Donnal O'Brien was a husky black man with a small brush mustache and four kids at home: his
wife had gone out for a loaf of bread one night, and never came back, he said, 'Just too quiet in that convenience store, I guess, with none of the kids around.'
She was now living in North Miami Beach with a retired DC cop named Manners:
'The drug guys called him Bad Manners. I think he retired with a little more than the regular pension, seeing as how he didn't bust anybody for the last three years he was on the force.'
Lucas had met O'Brien at a computer training conference when Lucas was still hawking his police-simulation software. They'd had a few beers, shared information a couple of times. When O'Brien was still married, he and his wife had once spent a week at Lucas's Wisconsin cabin.
O'Brien was sitting in a small grey-walled cubicle reading a People magazine story about a lesbian golfer when Lucas leaned in the doorway: 'Did you know that Kitty Veit is a lesbo?'
'I don't know who Kitty Veit is.'
'She shot a sixty-three in the final round of the women's grand-am last weekend, at Merion, and won three hundred and twenty thousand dollars. She's the only woman who ever shot a sixty-three there.'
'You mean golf?'
O'Brien sighed. 'Never mind. Anyway, she's a lesbo.'
'And that offends your golfer's sense of propriety?'
'No, it makes me wonder if I got an operation, I could shoot a sixty-three.'
'You'd probably just sit home all day and play with your tits.'
'Mmm. Hadn't thought of that.'
'How ya been?' Lucas asked.
'Tired. Let's go get a Coke.'
They found an empty booth at a small, moderately greasy diner with Formica table-tops and cracked red plastic booth seats. The counterman drifted toward them and O'Brien called, 'Big Coke and Big Diet Coke.' Lucas told O'Brien that he was thinking of buying a golf course, and O'Brien didn't believe him. Five minutes later, when he did believe him, O'Brien started fishing for a job as a greens keeper.

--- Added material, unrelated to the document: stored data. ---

PR #141, opened 2025-01-16
Enhance MongoDB Connection Management with Reconnection Logic

gifflet:
This PR improves the MongoDB connection management by introducing a reconnection mechanism and enhancing error handling:

**Reconnection Logic:**

- Added reconnectMongo function to handle MongoDB reconnection attempts if the connection is lost.
- Automatically retries reconnections with detailed logs for each attempt.
- Resets the error counter when the connection is successfully restored.

### DIFF
--- a/common/db/db.go
+++ b/common/db/db.go
@@ -85,15 +85,10 @@ func checkDBConnection() {
 					"error":       err,
 				}).Error("Failed to reconnect to MongoDB")
 
-				if errorCounter >= 10 {
-					log.Fatal("Lost connection to MongoDB server and failed to reconnect after 10 attempts!")
+				if errorCounter >= 30 {
+					log.Fatal("Lost connection to MongoDB server and failed to reconnect after 30 attempts!")
 				}
 			} else {
-				log.Info("MongoDB connection restored")
-				errorCounter = 0
-			}
-		} else {
-			if errorCounter > 0 {
 				log.Info("MongoDB connection restored")
 				errorCounter = 0
 			}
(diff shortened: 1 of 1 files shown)


common/db/db.go
```diff
@@ -66,18 +69,57 @@ func CloseMongoConn() {
...
+				log.Info("MongoDB connection restored")
+				errorCounter = 0
 			}
 		} else {
-			log.Fatal("Lost connection to MongoDB server for more than 10 seconds!")
+			if errorCounter > 0 {
+				log.Info("MongoDB connection restored")
+				errorCounter = 0
+			}
+		}
```
shamanec, line 100: I am not sure this else statement is actually needed, you already set `errorCounter` to 0 on successful reconnect, when this block is reached it should already be in healthy state

common/db/db.go
```diff
@@ -66,18 +69,57 @@ func CloseMongoConn() {
...
+				"error":       err,
+			}).Warn("Failed to ping MongoDB")
+
+			if err := reconnectMongo(); err != nil {
+				log.WithFields(log.Fields{
+					"error_count": errorCounter,
+					"error":       err,
+				}).Error("Failed to reconnect to MongoDB")
+
+				if errorCounter >= 10 {
```
shamanec, line 88: Would you mind increasing this to 30? I've been thinking for a while that this is too strict, you should also change the log message below along with it

shamanec (changes requested):
just two small comments

common/db/db.go
gifflet: The else block was removed in the last commit

shamanec (approved):

shamanec:
Thank you for the totally unexpected contribution ❤️

PR #145, opened 2025-01-28
Implement Per-Device Stream Settings with Global Management

gifflet:
This PR introduces enhanced management for stream settings, allowing global configurations as well as per-device customizations:

- Global Stream Settings:
  - Extended StreamSettings to support platform-specific scaling factors (ScalingFactorAndroid and ScalingFactoriOS).
  - Added GlobalSettings tab in the UI (GlobalSettings.js) to manage global configurations via a dedicated admin panel.
  - New API endpoints (GET and POST) to retrieve and update global settings.

- Per-Device Stream Settings:
  - Added DeviceStreamSettings model and database methods (GetDeviceStreamSettings and UpdateDeviceStreamSettings)  for storing and retrieving custom stream settings.
  - Modified setupDevices logic to prioritize per-device settings, with fallback to global configurations.

- Periodic Update Routine:
  - Introduced UpdateDevicesStreamSettings to periodically sync stream settings across devices, ensuring consistency in live states.

### DIFF
--- a/common/db/db.go
+++ b/common/db/db.go
@@ -491,3 +491,88 @@ func UploadFileGridFS(file io.Reader, fileName string, force bool) error {
 		return nil
 	}
 }
+
+func GetGlobalStreamSettings() (models.StreamSettings, error) {
+	var globalSettings models.GlobalSettings
+	var streamSettings models.StreamSettings
+
+	coll := mongoClient.Database("gads").Collection("global_settings")
+	filter := bson.D{{Key: "type", Value: "stream-settings"}}
+
+	err := coll.FindOne(mongoClientCtx, filter).Decode(&globalSettings)
+	if err == mongo.ErrNoDocuments {
+		streamSettings = models.StreamSettings{
+			TargetFPS:            15,
+			JpegQuality:          75,
+			ScalingFactorAndroid: 50,
+			ScalingFactoriOS:     50,
+		}
+
+		err = UpdateGlobalStreamSettings(streamSettings)
+		if err != nil {
+			return streamSettings, err
+		}
+	} else if err != nil {
+		return streamSettings, err
+	} else {
+		settingsBytes, err := bson.Marshal(globalSettings.Settings)
+		if err != nil {
+			return streamSettings, fmt.Errorf("failed to marshal settings: %v", err)
+		}
+
+		err = bson.Unmarshal(settingsBytes, &streamSettings)
+		if err != nil {
+			return streamSettings, fmt.Errorf("failed to unmarshal settings: %v", err)
+		}
+	}
+
+	return streamSettings, nil
+}
+
+func UpdateGlobalStreamSettings(settings models.StreamSettings) error {
+	globalSettings := models.GlobalSettings{
+		Type:        "stream-settings",
+		Settings:    settings,
+		LastUpdated: time.Now(),
+	}
+
+	update := bson.M{
+		"$set": globalSettings,
+	}
+
+	coll := mongoClient.Database("gads").Collection("global_settings")
+	filter := bson.D{{Key: "type", Value: "stream-settings"}}
+	opts := options.Update().SetUpsert(true)
+
+	_, err := coll.UpdateOne(mongoClientCtx, filter, update, opts)
+	return err
+}
+
+func GetDeviceStreamSettings(udid string) (models.DeviceStreamSettings, error) {
+	var deviceStreamSettings models.DeviceStreamSettings
+
+	coll := mongoClient.Database("gads").Collection("device_stream_settings")
+	filter := bson.D{{Key: "udid", Value: udid}}
+
+	err := coll.FindOne(mongoClientCtx, filter).Decode(&deviceStreamSettings)
+	if err != nil {
+		if err == mongo.ErrNoDocuments {
+			return deviceStreamSettings, nil // No settings found, return empty struct
+		}
+		return deviceStreamSettings, err // Return error if any other error occurred
+	}
+
+	return deviceStreamSettings, nil
+}
+
+func UpdateDeviceStreamSettings(udid string, settings models.DeviceStreamSettings) error {
+	coll := mongoClient.Database("gads").Collection("device_stream_settings")
+	filter := bson.D{{Key: "udid", Value: udid}}
+	update := bson.M{
+		"$set": settings,
+	}
+	opts := options.Update().SetUpsert(true)
+
+	_, err := coll.UpdateOne(mongoClientCtx, filter, update, opts)
+	return err
+}
--- a/common/db/db.go
+++ b/common/db/db.go
@@ -556,10 +556,7 @@ func GetDeviceStreamSettings(udid string) (models.DeviceStreamSettings, error) {
 
 	err := coll.FindOne(mongoClientCtx, filter).Decode(&deviceStreamSettings)
 	if err != nil {
-		if err == mongo.ErrNoDocuments {
-			return deviceStreamSettings, nil // No settings found, return empty struct
-		}
-		return deviceStreamSettings, err // Return error if any other error occurred
+		return deviceStreamSettings, err // Return error if no settings were found or if any other error occurred
 	}
 
 	return deviceStreamSettings, nil
--- a/common/sync.go
+++ b/common/sync.go
@@ -1,0 +1,5 @@
+package common
+
+import "sync"
+
+var Mu sync.Mutex
--- a/hub/gads-ui/src/components/Admin/GlobalSettings/GlobalSettings.js
+++ b/hub/gads-ui/src/components/Admin/GlobalSettings/GlobalSettings.js
@@ -1,0 +1,158 @@
+import { Box, Button, TextField, Grid, MenuItem, Stack, Typography } from '@mui/material';
+import { useState, useEffect } from 'react';
+import { api } from '../../../services/api';
+
+// Import options from StreamSettings
+const fpsOptions = [5, 10, 15, 20, 30, 45, 60];
+const jpegQualityOptions = [25, 30, 35, 40, 45, 50, 55, 60, 65, 70, 75, 80, 85, 90];
+const scalingFactorOptionsAndroid = [25, 50];
+const scalingFactorOptionsiOS = [25, 30, 35, 40, 45, 50, 55, 60, 65, 70, 75, 80, 85, 90, 95, 100];
+
+export default function GlobalSettings() {
+    const [fps, setFps] = useState(15);
+    const [jpegQuality, setJpegQuality] = useState(75);
+    const [scalingFactorAndroid, setScalingFactorAndroid] = useState(50);
+    const [scalingFactoriOS, setScalingFactoriOS] = useState(50);
+    const [loading, setLoading] = useState(false);
+    const [status, setStatus] = useState(null);
+
+    useEffect(() => {
+        // Fetch global stream settings on component mount
+        api.get('/admin/global-settings')
+            .then(response => {
+                const settings = response.data;
+                setFps(settings.target_fps);
+                setJpegQuality(settings.jpeg_quality);
+                setScalingFactorAndroid(settings.scaling_factor_android);
+                setScalingFactoriOS(settings.scaling_factor_ios);
+            })
+            .catch(() => {
+                setStatus('error');
+            });
+    }, []);
+
+    const handleSave = () => {
+        setLoading(true);
+        const settings = { target_fps: fps, jpeg_quality: jpegQuality, scaling_factor_android: scalingFactorAndroid, scaling_factor_ios: scalingFactoriOS };
+
+        api.post('/admin/global-settings', settings)
+            .then(() => {
+                setStatus('success');
+            })
+            .catch(() => {
+                setStatus('error');
+            })
+            .finally(() => {
+                setLoading(false);
+                setTimeout(() => setStatus(null), 2000);
+            });
+    };
+
+    return (
+        <Stack direction='row' spacing={2} style={{ width: '100%', marginLeft: '10px', marginTop: '10px' }}>
+            <Box style={{
+                marginBottom: '10px',
+                height: '80vh',
+                overflowY: 'scroll',
+                border: '2px solid black',
+                borderRadius: '10px',
+                boxShadow: 'inset 0 -10px 10px -10px #000000',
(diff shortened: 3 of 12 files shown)


common/sync.go
```diff
@@ -0,0 +1,5 @@
+package common
+
+import "sync"
+
+var Mu sync.Mutex
```
shamanec, line 5: If we are going to have mutexes in common it might be better to have target mutexes - for example in the current situation a mutex for the stream settings. If we reuse the same mutex across the whole app we could be locking resources unrelated to each other. What do you think about having a MutexManager? Something like:
`
type MutexManager struct {
    StreamSettings sync.Mutex
}
`
and initialize and use that

common/db/db.go
```diff
@@ -491,3 +491,88 @@ func UploadFileGridFS(file io.Reader, fileName string, force bool) error {
...
+func GetDeviceStreamSettings(udid string) (models.DeviceStreamSettings, error) {
+	var deviceStreamSettings models.DeviceStreamSettings
+
+	coll := mongoClient.Database("gads").Collection("device_stream_settings")
+	filter := bson.D{{Key: "udid", Value: udid}}
+
+	err := coll.FindOne(mongoClientCtx, filter).Decode(&deviceStreamSettings)
+	if err != nil {
+		if err == mongo.ErrNoDocuments {
+			return deviceStreamSettings, nil // No settings found, return empty struct
```
shamanec, line 560: Why don't we just return the error in both cases? Then we can avoid the unnecessary check for device UDID in `provider/devices/common.go` and just fallback to the default stream settings

provider/devices/common.go
```diff
@@ -108,9 +112,28 @@ func setupDevices() {
...
+
+		// Get the DeviceStreamSettings for the current device
+		deviceStreamSettings, err := db.GetDeviceStreamSettings(dbDevice.UDID)
+		if err != nil {
+			logger.ProviderLogger.LogError("setupDevices", fmt.Sprintf("Failed to retrieve stream settings for device `%s`: %v", dbDevice.UDID, err))
+			continue
+		}
+
+		// Check if the DeviceStreamSettings exist
+		if deviceStreamSettings.UDID == "" {
```
shamanec, line 124: Addition to [this](https://github.com/shamanec/GADS/pull/145/files#r1933758086). If we return an error when the there is no document directly then we can skip this check and directly fallback and do `updateDeviceWithGlobalSettings` above

provider/devices/common.go
```diff
@@ -108,9 +112,28 @@ func setupDevices() {
...
-		dbDevice.StreamTargetFPS = 15
-		dbDevice.StreamJpegQuality = 75
-		dbDevice.StreamScalingFactor = 50
+
+		// Get the DeviceStreamSettings for the current device
+		deviceStreamSettings, err := db.GetDeviceStreamSettings(dbDevice.UDID)
+		if err != nil {
+			logger.ProviderLogger.LogError("setupDevices", fmt.Sprintf("Failed to retrieve stream settings for device `%s`: %v", dbDevice.UDID, err))
+			continue
+		}
```
shamanec, line 121: If we directly return an error when there is no document for the device as stated below`
deviceStreamSettings, err := db.GetDeviceStreamSettings(dbDevice.UDID)
		if err != nil {
			logger.ProviderLogger.LogError("setupDevices", fmt.Sprintf("Failed to retrieve stream settings for device `%s`: %v", dbDevice.UDID, err))
						err = updateDeviceWithGlobalSettings(dbDevice)
			if err != nil {
				logger.ProviderLogger.LogError("setupDevices", fmt.Sprintf("Failed to update device `%s` with global settings: %v", dbDevice.UDID, err))
				continue
			}
		} else {
                      // Apply the retrieved stream settings
			dbDevice.StreamTargetFPS = deviceStreamSettings.StreamTargetFPS
			dbDevice.StreamJpegQuality = deviceStreamSettings.StreamJpegQuality
			dbDevice.StreamScalingFactor = deviceStreamSettings.StreamScalingFactor
}

`

hub/gads-ui/src/components/Admin/GlobalSettings/GlobalSettings.js
```diff
@@ -0,0 +1,158 @@
...
+                                    disabled={loading}
+                                    style={{
+                                        backgroundColor: '#2f3b26',
+                                        color: '#f4e6cd',
+                                        fontWeight: 'bold'
+                                    }}
+                                >
+                                    {loading ? 'Saving...' : 'Save Settings'}
+                                </Button>
+                                {status === 'success' && <Typography color="green">Settings saved successfully!</Typography>}
```
shamanec, line 149: Would you mind using the global snackbar like [here](https://github.com/shamanec/GADS/blob/3db8d6d9e2ba976048758b611d39c74c80c85b4d/hub/gads-ui/src/components/DeviceControl/StreamCanvas/StreamSettings.js#L60). I am trying to move to similar feedback across the app

provider/devices/common.go
```diff
@@ -908,3 +931,68 @@ func checkAppiumUp(device *models.Device) {
...
+	return nil
+}
+
+func UpdateDevicesStreamSettings() {
+	ticker := time.NewTicker(1 * time.Second)
+	defer ticker.Stop()
+
+	for range ticker.C {
+		for _, dbDevice := range DBDeviceMap {
+			time.Sleep(1 * time.Second)
```
shamanec, line 960: I think this sleep should be outside the DBDeviceMap loop, why are we waiting per device instead of per ticker?

common/sync.go
gifflet: Well... the way I implemented the common mutex could really cause us some issues in the future. So, your suggestion is to define the MutexManager (renaming the sync.go to mutex_manager.go) and use its mutexes in the whole application, right?

provider/devices/common.go
```diff
@@ -908,3 +931,68 @@ func checkAppiumUp(device *models.Device) {
...
+	if dbDevice.OS == "android" {
+		dbDevice.StreamScalingFactor = globalSettings.ScalingFactorAndroid
+	} else if dbDevice.OS == "ios" {
+		dbDevice.StreamScalingFactor = globalSettings.ScalingFactoriOS
+	}
+
+	return nil
+}
+
+func UpdateDevicesStreamSettings() {
```
shamanec, line 954: I am not sure this goroutine does anything. Even if you update the global stream settings, the actual update on the currently provisioned device happens only with the `update-stream-settings` API call. So even if this for some reason changes the values in the DBDeviceMap they will not be reflected on a device that is already live - it will have to be re-provisioned - and if it is re-provisioned it will take the new global stream settings into account either way

common/sync.go
gifflet: The refactor is available [in this commit](https://github.com/shamanec/GADS/pull/145/commits/8ada1eebe18344f4cf6e0d465c0e8f7b7057257a)

shamanec: Yeah, I guess having them centralized would be better in the cases it makes sense 😅 now there are tons of them here and there

common/db/db.go
gifflet: Ok, it makes sense. I will work on it

provider/devices/common.go
gifflet: I think this was already adjusted in the previous review ([commit](https://github.com/shamanec/GADS/pull/145/commits/1ac38527d12822811cf856f95c3f1a73be0d0367))

provider/devices/common.go
gifflet: This was refactored to the following code:

```
		// Get the DeviceStreamSettings for the current device
		deviceStreamSettings, err := db.GetDeviceStreamSettings(dbDevice.UDID)
		if err != nil {
			// If there's an error (including not found), update the device with global settings
			err = updateDeviceWithGlobalSettings(dbDevice)
			if err != nil {
				logger.ProviderLogger.LogError("setupDevices", fmt.Sprintf("Failed to update device `%s` with global settings: %v", dbDevice.UDID, err))
				continue
			}
		} else {
			// Apply the retrieved stream settings
			dbDevice.StreamTargetFPS = deviceStreamSettings.StreamTargetFPS
			dbDevice.StreamJpegQuality = deviceStreamSettings.StreamJpegQuality
			dbDevice.StreamScalingFactor = deviceStreamSettings.StreamScalingFactor
		}
```

Does it seem ok? (full refactor available in this [commit](https://github.com/shamanec/GADS/pull/145/commits/1ac38527d12822811cf856f95c3f1a73be0d0367))

hub/gads-ui/src/components/Admin/GlobalSettings/GlobalSettings.js
gifflet: Of course. A snackbar offers a much better experience to the user. I will adjust that.

provider/devices/common.go
shamanec: Nice

hub/gads-ui/src/components/Admin/GlobalSettings/GlobalSettings.js
gifflet: Done ([commit](https://github.com/shamanec/GADS/pull/145/commits/f32160baa0d95c708e21c0c6d566171699a8c6c2))

provider/devices/common.go
gifflet: Really... this sleep is unnecessary inside the loop since we're already waiting 1 second using the ticker. The fix is available in the [commit](https://github.com/shamanec/GADS/pull/145/commits/039fc1a554e9e13d4761a87cffdbac16725f4e86)

shamanec: yeah, we're both stoopid :D

provider/devices/common.go
gifflet: > Even if you update the global stream settings, the actual update on the currently provisioned device happens only with the update-stream-settings API call.

I think the idea behind calling the API `update-stream-settings` is that the user can define specific stream settings for the device in use. The fact that updating global settings doesn't have the same behavior isn't necessarily a bad thing, considering that only sessions created after the update receive the current global stream settings. Am I correct?

>  they will not be reflected on a device that is already live - it will have to be re-provisioned - and if it is re-provisioned it will take the new global stream settings into account either way.

What are all the available actions that trigger device re-provisioning? I think the only way to trigger the device provisioning without the new goroutine   is by restarting the provider. By doing this, we can assume that the `setupDevices` function from `provider/devices/common.go` is executed, since that function doesn't run indefinitely in a goroutine like the others. 

When the device is already provisioned, and in live state, changing the global stream settings (assumming no device specific stream settings are available)  only takes affect when the goroutine runs. Otherwise, the provider must be restarted for the `setupDevices` function from `provider/devices/common.go` to run and so apply the current global settings to each device.

Does It all make sense to you?

shamanec: You could re-provision the device through the Admin panel or a manual disconnect/reconnect(sub-optimal 😅). What is that the current stream settings in WebDriverAgent and the Android stream apk get updated only in two scenarios: 1. When a device is re-provisioned 2. When you call the update-stream-settings endpoint. Right now even if this goroutine updates the stream settings in-memory in the map, these settings will not be applied on WebDriverAgent and the Android stream apk that are currently running. So lets say now you update the global stream settings from 15 fps to 30 fps, this goroutine will pick up the change, update the stream settings for the device in the map, but the actual stream will keep running at 15fps until the devices are re-provisioned. We either have to re-implement part of the logic from update-stream-settings here that will force an update to the streaming apps in this goroutine if theres a difference or maybe not use it at all. I admit my architecture is not very good 😂

gifflet: Initially, I had implemented the update of stream settings in WebDriverAgent and GADS Stream APK within the goroutine, but I ran into trouble updating these values in the UI, considering that the device was in use by a user.

So, if you think this update is really necessary inside the goroutine, we can work together to make it function as expected. What do you think? I can reintroduce the update of the stream settings in the goroutine, and after that, you can help me find the best approach to handle the update in the UI.

shamanec: Yeah, we could do that but if we also want it to update in the UI as well while a person is using it but that will require changes to the way device data is updated while in use, because right now no live updates are pushed, only on initial loading it gets data. I mean the stream quality will change but the UI wont reflect the changes. Maybe we can leave this for another PR and remove the goroutine from this one?

shamanec: In general I want to move away from MJPEG but implementing something like WebRTC is such a complex endeavour

gifflet: I think it's a good idea to work on UI live updates of the stream settings together with the goroutine implementation in another PR, but I couldn’t see the device stream settings update even after re-provisioning is triggered through the admin panel (without the goroutine). The scenario is:

```feature
Given I update the stream global settings
And I start the device re-provision from admin panel
When  I use a device from devices page
Then the current stream settings is present in the UI
```

Do you think this is an issue? If so, what can we do to fix this?

shamanec: Yeah, actually you are correct, I didn't analyze the changes properly. Currently you are doing the stream settings update in the `setupDevices` function which is called only once. I assume that if you move the `GetDeviceStreamSettings` logic to the `setupIOSDevice` and `setupAndroidDevice` functions it should be fine. You can probably make a function that accepts the db device pointer similar to [this](https://github.com/shamanec/GADS/blob/3db8d6d9e2ba976048758b611d39c74c80c85b4d/provider/devices/common.go#L824) one and do the stream settings updated in the functions I mentioned above when a device is being provisioned/re-provisioned

gifflet: I’ll move the device stream settings definition to setupIOSDevice and setupAndroidDevice, as you suggested. Since these functions run indefinitely in a goroutine, we should see the device stream settings getting updated after re-provisioning.

shamanec: Yeah, I assume as much but we'll see when you test it ;D

shamanec: lgtm, let me know if for some reason you can't merge it, but you should be able to

shamanec (approved):

gifflet:
@shamanec When a PR has many commits, I like to squash them into one. Would you agree with that?

shamanec:
6 is not that many but I am fine with it, I also squash sometimes 🤌

gifflet:
Thinking more carefully, I will proceed with the merge using a merge commit strategy because there are some snippets (the deleted goroutine) that we might need in the future as a reference for new work.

Lucas laughed: 'I haven't bought it, yet.'
'Keep me in mind, I'd be great at it,' O'Brien said. 'I'm two years from retirement if some asshole doesn't shoot me first. Work in Minnesota? Hell, yes.' Then, his voice pitched down, he asked, 'What's going on. You're working, right?'
'Yeah. We had some people executed in the Cities…' Lucas gave him a quick rundown, left Carmel Loan's name out of it, and concluded with the FBI entry at the answering service.